=== Excerpted data ===
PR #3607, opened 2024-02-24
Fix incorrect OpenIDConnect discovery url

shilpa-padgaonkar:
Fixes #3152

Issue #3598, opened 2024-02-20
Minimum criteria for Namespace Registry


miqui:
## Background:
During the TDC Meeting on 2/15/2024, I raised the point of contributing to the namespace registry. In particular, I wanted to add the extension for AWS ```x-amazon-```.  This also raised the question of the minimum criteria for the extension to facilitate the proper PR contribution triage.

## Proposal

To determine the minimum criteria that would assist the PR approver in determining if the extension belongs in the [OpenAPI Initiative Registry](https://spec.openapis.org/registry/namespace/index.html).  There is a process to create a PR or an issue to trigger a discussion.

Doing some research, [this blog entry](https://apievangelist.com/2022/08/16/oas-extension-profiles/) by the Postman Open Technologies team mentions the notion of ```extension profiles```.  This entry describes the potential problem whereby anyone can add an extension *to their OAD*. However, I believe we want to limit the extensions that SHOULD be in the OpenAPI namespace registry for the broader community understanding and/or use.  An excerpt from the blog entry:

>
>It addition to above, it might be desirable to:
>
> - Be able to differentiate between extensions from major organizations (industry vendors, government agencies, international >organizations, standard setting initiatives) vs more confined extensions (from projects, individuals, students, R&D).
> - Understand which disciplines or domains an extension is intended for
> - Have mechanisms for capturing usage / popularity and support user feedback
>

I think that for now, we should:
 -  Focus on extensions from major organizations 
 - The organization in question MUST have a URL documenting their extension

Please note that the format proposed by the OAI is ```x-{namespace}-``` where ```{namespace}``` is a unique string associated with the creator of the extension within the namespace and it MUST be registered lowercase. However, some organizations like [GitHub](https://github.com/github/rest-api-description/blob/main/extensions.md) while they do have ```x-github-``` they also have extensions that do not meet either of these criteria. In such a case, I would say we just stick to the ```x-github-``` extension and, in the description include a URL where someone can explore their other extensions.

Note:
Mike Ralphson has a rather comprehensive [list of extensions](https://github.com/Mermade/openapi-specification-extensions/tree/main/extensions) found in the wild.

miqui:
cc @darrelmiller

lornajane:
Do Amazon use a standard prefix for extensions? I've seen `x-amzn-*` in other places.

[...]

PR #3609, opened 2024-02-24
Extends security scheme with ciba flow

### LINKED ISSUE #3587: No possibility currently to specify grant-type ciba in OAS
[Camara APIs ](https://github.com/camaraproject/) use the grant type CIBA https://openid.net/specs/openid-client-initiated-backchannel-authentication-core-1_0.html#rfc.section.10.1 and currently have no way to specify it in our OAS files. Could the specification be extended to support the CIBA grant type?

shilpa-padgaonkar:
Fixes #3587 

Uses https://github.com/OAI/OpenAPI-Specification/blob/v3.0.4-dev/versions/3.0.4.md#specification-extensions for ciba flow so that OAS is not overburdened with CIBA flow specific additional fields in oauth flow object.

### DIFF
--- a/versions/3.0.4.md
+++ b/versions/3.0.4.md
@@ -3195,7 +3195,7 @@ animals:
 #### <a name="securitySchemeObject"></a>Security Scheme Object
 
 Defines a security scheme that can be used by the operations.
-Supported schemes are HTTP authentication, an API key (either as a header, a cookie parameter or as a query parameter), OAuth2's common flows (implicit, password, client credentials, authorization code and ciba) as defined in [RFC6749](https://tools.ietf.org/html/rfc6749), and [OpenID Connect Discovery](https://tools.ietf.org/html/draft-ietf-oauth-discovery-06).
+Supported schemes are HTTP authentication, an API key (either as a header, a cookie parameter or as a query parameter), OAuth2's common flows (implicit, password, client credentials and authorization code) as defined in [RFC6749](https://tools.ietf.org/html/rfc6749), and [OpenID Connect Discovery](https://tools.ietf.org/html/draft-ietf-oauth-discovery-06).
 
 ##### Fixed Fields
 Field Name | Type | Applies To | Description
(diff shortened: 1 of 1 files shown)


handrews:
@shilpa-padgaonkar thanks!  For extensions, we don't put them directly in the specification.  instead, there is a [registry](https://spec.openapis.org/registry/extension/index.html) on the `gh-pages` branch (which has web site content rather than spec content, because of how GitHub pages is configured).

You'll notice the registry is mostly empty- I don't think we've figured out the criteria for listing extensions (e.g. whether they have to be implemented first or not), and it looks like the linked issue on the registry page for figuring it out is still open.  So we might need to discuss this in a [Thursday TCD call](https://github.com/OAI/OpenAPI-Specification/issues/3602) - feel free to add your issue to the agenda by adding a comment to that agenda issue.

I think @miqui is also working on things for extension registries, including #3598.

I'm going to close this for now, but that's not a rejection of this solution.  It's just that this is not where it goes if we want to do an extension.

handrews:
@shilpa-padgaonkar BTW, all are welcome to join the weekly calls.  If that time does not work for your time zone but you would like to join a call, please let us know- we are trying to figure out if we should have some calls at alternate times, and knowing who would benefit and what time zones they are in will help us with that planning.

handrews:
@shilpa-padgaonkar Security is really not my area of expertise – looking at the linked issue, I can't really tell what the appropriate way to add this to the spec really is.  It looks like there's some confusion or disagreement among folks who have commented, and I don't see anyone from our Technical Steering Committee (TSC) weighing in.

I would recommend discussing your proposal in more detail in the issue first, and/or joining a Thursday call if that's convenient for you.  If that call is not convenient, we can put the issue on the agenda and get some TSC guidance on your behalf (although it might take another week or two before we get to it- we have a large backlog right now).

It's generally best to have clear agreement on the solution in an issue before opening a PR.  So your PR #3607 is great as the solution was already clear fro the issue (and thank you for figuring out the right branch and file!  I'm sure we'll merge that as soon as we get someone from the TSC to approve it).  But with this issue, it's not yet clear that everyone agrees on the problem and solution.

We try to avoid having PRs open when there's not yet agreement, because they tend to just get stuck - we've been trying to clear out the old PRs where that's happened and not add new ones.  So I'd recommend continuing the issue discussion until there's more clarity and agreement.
===
=== Excerpted data ===
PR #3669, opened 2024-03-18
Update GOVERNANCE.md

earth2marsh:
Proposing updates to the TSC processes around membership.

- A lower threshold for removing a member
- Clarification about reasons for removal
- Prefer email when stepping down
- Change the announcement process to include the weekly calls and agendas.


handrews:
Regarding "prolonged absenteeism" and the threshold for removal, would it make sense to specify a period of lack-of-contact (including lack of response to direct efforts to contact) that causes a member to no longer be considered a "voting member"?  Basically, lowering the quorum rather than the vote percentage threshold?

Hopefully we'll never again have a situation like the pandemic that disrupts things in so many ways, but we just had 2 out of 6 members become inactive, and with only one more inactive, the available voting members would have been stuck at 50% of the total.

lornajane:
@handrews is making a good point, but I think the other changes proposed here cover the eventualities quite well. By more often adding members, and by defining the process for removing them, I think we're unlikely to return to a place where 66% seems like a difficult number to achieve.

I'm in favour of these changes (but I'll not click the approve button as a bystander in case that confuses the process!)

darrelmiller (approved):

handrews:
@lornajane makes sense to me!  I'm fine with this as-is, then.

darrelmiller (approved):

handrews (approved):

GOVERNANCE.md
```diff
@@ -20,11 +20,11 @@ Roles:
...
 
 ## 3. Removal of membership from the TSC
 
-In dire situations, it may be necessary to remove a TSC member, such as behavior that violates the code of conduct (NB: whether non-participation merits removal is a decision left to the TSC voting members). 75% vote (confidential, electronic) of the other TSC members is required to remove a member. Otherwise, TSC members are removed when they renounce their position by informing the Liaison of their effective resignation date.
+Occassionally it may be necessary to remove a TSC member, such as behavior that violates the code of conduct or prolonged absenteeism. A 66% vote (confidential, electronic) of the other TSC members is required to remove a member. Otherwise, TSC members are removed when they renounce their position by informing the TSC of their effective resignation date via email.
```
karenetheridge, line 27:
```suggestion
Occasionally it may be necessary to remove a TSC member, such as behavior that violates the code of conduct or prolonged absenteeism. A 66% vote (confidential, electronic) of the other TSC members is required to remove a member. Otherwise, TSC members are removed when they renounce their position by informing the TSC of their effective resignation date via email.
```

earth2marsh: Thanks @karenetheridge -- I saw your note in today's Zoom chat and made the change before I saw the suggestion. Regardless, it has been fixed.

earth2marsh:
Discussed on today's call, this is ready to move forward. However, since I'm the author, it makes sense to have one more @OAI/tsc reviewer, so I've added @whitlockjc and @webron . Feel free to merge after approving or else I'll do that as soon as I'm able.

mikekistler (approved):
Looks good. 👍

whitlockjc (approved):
===
Using the records above, set down exactly the lines from the one with "on extensions from major organizations" through the one with "Defines a security", inclusive, and nothing more.

_Answer for this exercise_.
 -  Focus on extensions from major organizations 
 - The organization in question MUST have a URL documenting their extension

Please note that the format proposed by the OAI is ```x-{namespace}-``` where ```{namespace}``` is a unique string associated with the creator of the extension within the namespace and it MUST be registered lowercase. However, some organizations like [GitHub](https://github.com/github/rest-api-description/blob/main/extensions.md) while they do have ```x-github-``` they also have extensions that do not meet either of these criteria. In such a case, I would say we just stick to the ```x-github-``` extension and, in the description include a URL where someone can explore their other extensions.

Note:
Mike Ralphson has a rather comprehensive [list of extensions](https://github.com/Mermade/openapi-specification-extensions/tree/main/extensions) found in the wild.

miqui:
cc @darrelmiller

lornajane:
Do Amazon use a standard prefix for extensions? I've seen `x-amzn-*` in other places.

[...]

PR #3609, opened 2024-02-24
Extends security scheme with ciba flow

### LINKED ISSUE #3587: No possibility currently to specify grant-type ciba in OAS
[Camara APIs ](https://github.com/camaraproject/) use the grant type CIBA https://openid.net/specs/openid-client-initiated-backchannel-authentication-core-1_0.html#rfc.section.10.1 and currently have no way to specify it in our OAS files. Could the specification be extended to support the CIBA grant type?

shilpa-padgaonkar:
Fixes #3587 

Uses https://github.com/OAI/OpenAPI-Specification/blob/v3.0.4-dev/versions/3.0.4.md#specification-extensions for ciba flow so that OAS is not overburdened with CIBA flow specific additional fields in oauth flow object.

### DIFF
--- a/versions/3.0.4.md
+++ b/versions/3.0.4.md
@@ -3195,7 +3195,7 @@ animals:
 #### <a name="securitySchemeObject"></a>Security Scheme Object
 
 Defines a security scheme that can be used by the operations.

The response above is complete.